Because a lazy filter is handy, you often don't need a real array result, a
lazy sequence is enough. A lazy sequence avoids the memory allocation of the
output array. In D programs often the slowest parts are the memory allocations.
On the other hand I have asked to add amap/afilter functions that return
arrays. Andrei has not answered about this yet.

Bye,
bearophile

Jonathan M Davis <jmdavisProg gmx.com> writes:

On Wednesday, September 14, 2011 06:09:52 bearophile wrote:
 %u:
 i have qustion why filter can't return int[]

 
 Because a lazy filter is handy, you often don't need a real array result, a
 lazy sequence is enough. A lazy sequence avoids the memory allocation of
 the output array. In D programs often the slowest parts are the memory
 allocations. On the other hand I have asked to add amap/afilter functions
 that return arrays. Andrei has not answered about this yet.

What would that gain you over passing the result of map or filter to 
std.array.array?

- Jonathan M Davis

bearophile <bearophileHUGS lycos.com> writes:

Jonathan M Davis:

 What would that gain you over passing the result of map or filter to 
 std.array.array?

1) The code gets shorter
2) The code gets a bit less noisy, because () add noise.
3) You use a single function instead of two, so you reduce the number of chunks
your brain has to manage. A human brain is able to manage a very limited number
of chunks at the same time (about 7). An expert programmer is able to merge
array(map()) into a single chunk, but this requires a bit of training and time.
4) Maybe you are able to reduce the abstraction penalty for the compiler,
reducing the amount of code compiled. (But this probably will not happen
because amap will probably be just implemented with an array(map()) to reduce
library code and time to write to write it).
5) The lazy result of map is quite useful. But in a large amount of situations
in D you can't use a lazy result, you need an array (this is not true in
Haskell). So in practice about half the time I need a map, I have to apply
array() on it. So amap is a very  common pattern in D.
6) In std.parallelism there is already an map/amap pair:
http://www.d-programming-language.org/phobos/std_parallelism.html#amap
So for the D programmer it's not a significant burden to have the same
functions in std.algorithm, with the same names and same purposes.

Orthogonality is overrated in Phobos. If you take a look at functional
languages where the use of higher order functions is common, like Haskell, you
see standard functions that are the composition of common functions. Haskell
designers have a large experience on the usage of higher order functions.
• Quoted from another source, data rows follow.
PR #877, opened 2017-11-28
fix(#876): Set wait enables to true for openshift env to be ready

### LINKED ISSUE #876: Cube should wait for openshift by default to initialize environment
##### Issue Overview
Currently openshift configuration is not setting default wait enabled to true due to which we are getting NPE to inject resources in test 

##### Expected Behaviour
cube-openshift should wait for openshift resources to be in ready state

##### Current Behaviour
Cube openshift is not waiting for openshift resource to be in ready state
##### Steps To Reproduce
1. cd openshift/ftest-standalone 
2. mvn test.

dipak-pawar:
As a part of https://github.com/arquillian/arquillian-cube/pull/868/files, we are setting waitEnabled to true only for DefaultKubernetes configuration which is working fine for k8s extension. Check code [here](https://github.com/arquillian/arquillian-cube/pull/868/files#diff-6532ea423d1c6b77a83466b11a4b6240R150)

We should set it to `CubeOpenShiftConfiguration`

Fixes #876


Ladicek:
Ah I totally missed this! Thank you!

PR #878, opened 2017-11-28
fix(#869): update core to latest & remove unnecessary dependencies.

### LINKED ISSUE #869: ResourceProvider of type Url couldn't lookup for KuberntesServiceUrlResourceProvider if classpathcontains multiple resourceProviders of url type
##### Issue Overview
If user is trying to Inject Service url using @ArquillianResource with `@PortForward`. Arquillain cube couldn't lookup for required url

`
    @Named("hello-openshift-service")
    @PortForward
    @ArquillianResource
    URL url;
`

##### Expected Behaviour
Cube should be able to lookup for service url

##### Current Behaviour
Cube is returning null after doing lookup 

##### Steps To Reproduce
1. Clone this repository
2. `cd openshift/ftest-standalone`
3. Run mvn clean tests from terminal
4. Run tests from ftest-standalone from Intellij

Already opened issue for core - https://github.com/arquillian/arquillian-core/issues/140

dipak-pawar:
Fixes #869

### DIFF
--- a/openshift/ftest-standalone/pom.xml
+++ b/openshift/ftest-standalone/pom.xml
@@ -31,15 +31,5 @@
       <artifactId>assertj-core</artifactId>
       <scope>test</scope>
     </dependency>
-    <dependency>
-      <groupId>io.fabric8</groupId>
-      <artifactId>openshift-client</artifactId>
-      <version>2.6.3</version>
-    </dependency>
-    <dependency>
-      <groupId>io.fabric8</groupId>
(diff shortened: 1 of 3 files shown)


lordofthejars:
Dipak there is an error in this PR, please do not merge them without having a review before. Notice that you are changing an ftest to use internal classes, which this is not what a normal user would do it. Ftest should never contain the internal bundled classes, but the public ones (not uber ones)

This
is the Haskell Prelude (similar to the D object module):

http://www.haskell.org/onlinereport/standard-prelude.html

As example it contains both map and concatMap (concatMap is absent in Phobos
still, but it will be useful to have). 

The definition of concatMap is just:

concatMap :: (a -> [b]) -> [a] -> [b]
concatMap f = concat . map f

In practice in Haskell you are allowed to write concatMap just like this:

concatMap = concat.map

This means concatMap is just using three functions, concat, map and dot (that
is the composition function). Do you know why such simple function is included
in the Prelude, despite it essentially saves just one character (the dot)?
Because using a concat on the result of map is a very common pattern in Haskell
code. So packing them in a single name allows the mind of the programmer to
think of it as a single entity, and allows a bit higher thinking while you
program.

This is why I think amap/afilter are worth adding to Phobos. I did have them in
my dlibs1 and I have used them many times.

Bye,
bearophile

Jonathan M Davis <jmdavisProg gmx.com> writes:

On Wednesday, September 14, 2011 07:46:37 bearophile wrote:
 Jonathan M Davis:
 What would that gain you over passing the result of map or filter to
 std.array.array?

 
 1) The code gets shorter
 2) The code gets a bit less noisy, because () add noise.
 3) You use a single function instead of two, so you reduce the number of
 chunks your brain has to manage. A human brain is able to manage a very
 limited number of chunks at the same time (about 7). An expert programmer
 is able to merge array(map()) into a single chunk, but this requires a bit
 of training and time. 4) Maybe you are able to reduce the abstraction
 penalty for the compiler, reducing the amount of code compiled. (But this
 probably will not happen because amap will probably be just implemented
 with an array(map()) to reduce library code and time to write to write it).
 5) The lazy result of map is quite useful. But in a large amount of
 situations in D you can't use a lazy result, you need an array (this is not
 true in Haskell). So in practice about half the time I need a map, I have
 to apply array() on it. So amap is a very  common pattern in D. 6) In
 std.parallelism there is already an map/amap pair:
 http://www.d-programming-language.org/phobos/std_parallelism.html#amap
 So for the D programmer it's not a significant burden to have the same
 functions in std.algorithm, with the same names and same purposes.
 
 Orthogonality is overrated in Phobos. If you take a look at functional
 languages where the use of higher order functions is common, like Haskell,
 you see standard functions that are the composition of common functions.
 Haskell designers have a large experience on the usage of higher order
 functions. This is the Haskell Prelude (similar to the D object module):
 
 http://www.haskell.org/onlinereport/standard-prelude.html
 
 As example it contains both map and concatMap (concatMap is absent in Phobos
 still, but it will be useful to have).
 
 The definition of concatMap is just:
 
 concatMap :: (a -> [b]) -> [a] -> [b]
 concatMap f = concat . map f
 
 In practice in Haskell you are allowed to write concatMap just like this:
 
 concatMap = concat.map
 
 This means concatMap is just using three functions, concat, map and dot
 (that is the composition function). Do you know why such simple function is
 included in the Prelude, despite it essentially saves just one character
 (the dot)? Because using a concat on the result of map is a very common
 pattern in Haskell code. So packing them in a single name allows the mind
 of the programmer to think of it as a single entity, and allows a bit
 higher thinking while you program.
 
 This is why I think amap/afilter are worth adding to Phobos. I did have them
 in my dlibs1 and I have used them many times.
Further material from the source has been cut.